特定親族特別控除の新設、人的控除見直し等
令和7年度所得税関係の改正ポイント(2)
令和7年度税制改正の中で所得税関係では、「103 万円の壁」問
題で基礎控除などが注目されたが、特定親族特別控除の新設、配偶
者控除や扶養控除など各種の人的控除も引き上げられている。
新たに設けられた「特定親族特別控除」は、生計を一にする 19
歳以上 23 歳未満の親族等(配偶者と青色事業専従者等を除く合計
所得金額 123 万円以下)で控除対象扶養親族にあたらない場合につ
いては、親族等の合計所得金額に応じ3万円(合計所得金額 120 万
円超 123 万円以下)から 63 万円(同 58 万円超 85 万円以下)まで
の金額が控除される。

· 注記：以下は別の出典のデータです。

PR #520, opened 2022-02-11
Add BoundManager object to the Tableau

AleksandarZeljic:
This PR passed a BoundManager object to the Tableau which is not used by default.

結果、19 歳以上 23 歳未満の親族等の合計所
得金額が58万円超123万円以下の場合は特定親族特別控除の対象、
合計所得金額が 58 万円以下の場合は扶養控除の対象となる。
令和7年分以後の所得税に適用されるが、給与所得者については
令和7年分の年末調整で適用されることになる(控除額が一定額以
上の場合は令和8年1月1日以後に支払うべき給与等の源泉徴収
の際に適用)。
合わせて、配偶者控除、扶養控除、ひとり親控除、勤労者学生控
除も見直されている。同一生計の配偶者と扶養親族の合計所得金額
要件、ひとり親の生計を一にする子の総所得金額等の上限がいずれ
も 58 万円以下(改正前 48 万円以下)に引き上げられている。また、
勤労学生の合計所得金額要件が 85 万円以下(改正前 75 万円以下)
に引き上げられている。これらの改正は、令和7年分以後の所得税
について適用される。
さらに、新生命保険料に係る一般生命保険料控除の控除額を見直
す。23 歳未満の扶養親族がいる場合、令和8年分における一般生
命保険料控除の控除額を最大6万円に引き上げる。23 歳未満の扶
養親族がいない場合の控除額は現行と変わらず最大4万円となる。
なお、一般生命保険料控除、介護医療保険料控除、個人年金保険料
控除の合計適用限度額は、現行と変わらず 12 万円となる。